● **REQUIRED WORK**
Working through the entries below, find how many lines include the string "Currently"; give only that number.

● **SOURCE MATERIAL**

Issue #1708, opened 2026-01-07
Consider adding a bivariant variance


dtolnay:
Currently `facet_core::Variance` can only be Covariant, Contravariant, and Invariant.

Some (most?) types are both covariant (<code>T&lt;'long&gt; <b>&lt;:</b> T&lt;'short&gt;</code>) and contravariant (<code>T&lt;'short&gt; <b>&lt;:</b> T&lt;'long&gt;</code>). This includes all types containing none of: lifetimes, references, or interior mutability. For example:

```rust
type T<'a> = <std::str::Bytes<'a> as Iterator>::Item;

fn covariant<'short, 'long: 'short>(value: T<'long>) -> T<'short> {
    value
}

fn contravariant<'short, 'long: 'short>(value: T<'short>) -> T<'long> {
    value
}
```

With only 3 choices of variance, facet cannot use the variance of `T` to accurately determine a variance for `fn(T)`. If `T` is "covariant" (meaning either covariant or bivariant) then `fn(T)` may be either contravariant or "covariant". (Currently facet falls back to invariant in this situation.)

fasterthanlime:
Hopefully #1710 does the trick

PR #1710, opened 2026-01-07
refactor(variance): replace function-based variance with declarative model

fasterthanlime:
## Summary

Replace the `Shape.variance` field from a function pointer to a new `VarianceDesc` struct. This eliminates a class of bugs where custom variance functions could break cycle detection by creating fresh visited sets.

The motivation is issue #1708 - with the old design, types like `&T` and `fn(...)` had custom variance functions (`ref_variance`, `fn_ptr_variance`) that recursively computed variance, but they didn't properly participate in cycle detection because each created its own visited set.

### New types (`facet-core/src/types/variance.rs`)
- `VarianceDesc { base: Variance, deps: &'static [VarianceDep] }` - declarative variance description
- `VarianceDep { position: VariancePosition, shape: &'static Shape }` - a single dependency
- `VariancePosition::Covariant | Contravariant` - position transform for dependencies

### Updated variance computation (`facet-core/src/types/shape.rs`)
- `computed_variance_impl` now interprets `VarianceDesc`:
  1. Uses `base` variance as starting point
  2. Iterates over `deps`, computing and combining each dependency's variance (with position transform)
  3. Falls back to field walking for structs/enums when deps is empty (backward compatibility)

### Updated type implementations
- Invariant types (`*mut T`, `&mut T`, `Opaque<T>`) → `VarianceDesc::INVARIANT`
- Covariant propagating types (`&T`, `Box<T>`, `Vec<T>`, etc.) → `VarianceDesc` with `VarianceDep::covariant(T::SHAPE)`
- Multi-param types (`HashMap<K,V>`, `Result<T,E>`) → multiple covariant dependencies
- Function pointers → contravariant args + covariant return

### Updated derive macro
- `𝟋CV` constant changed from function pointer to `VarianceDesc::BIVARIANT`
- `𝟋VncD` alias added for `VarianceDesc` in prelude

## Test plan

- [x] All 2839 existing tests pass
- [x] Variance stack overflow tests continue to pass (cycle detection still works)
- [x] Bivariance tests pass

### DIFF
--- a/facet-core/src/impls/core/reference.rs
+++ b/facet-core/src/impls/core/reference.rs
@@ -5,7 +5,7 @@ use core::fmt;
 use crate::{
     Def, Facet, HashProxy, KnownPointer, OxPtrConst, OxPtrMut, PointerDef, PointerFlags,
     PointerType, PointerVTable, PtrConst, Shape, ShapeBuilder, Type, TypeNameOpts, TypeOpsIndirect,
-    TypeParam, VTableIndirect, ValuePointerType, Variance,
+    TypeParam, VTableIndirect, ValuePointerType, Variance, VarianceDep, VarianceDesc,
 };
 
 /// Type-erased type_name for &T - reads the pointee type from the shape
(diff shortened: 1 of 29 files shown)


facet-core/src/impls/core/reference.rs
```diff
@@ -300,7 +304,7 @@ unsafe impl<'a, T: ?Sized + Facet<'a>> Facet<'a> for &'a mut T {
             }])
             .inner(T::SHAPE)
             // &mut T is invariant in T
-            .variance(Variance::INVARIANT)
+            .variance(VarianceDesc::INVARIANT)
```
dtolnay, line 307: This is sound but more strict than necessary. A type like `&'a mut i32` is covariant in 'a.

```rust
type T<'a> = &'a mut i32;

fn covariant<'short, 'long: 'short>(value: T<'long>) -> T<'short> {
    value
}
```

The optimal behavior would be something like: if `T` is bivariant then `&mut T` is covariant, otherwise `&mut T` is invariant.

● **RESULT FOR THIS TASK**
2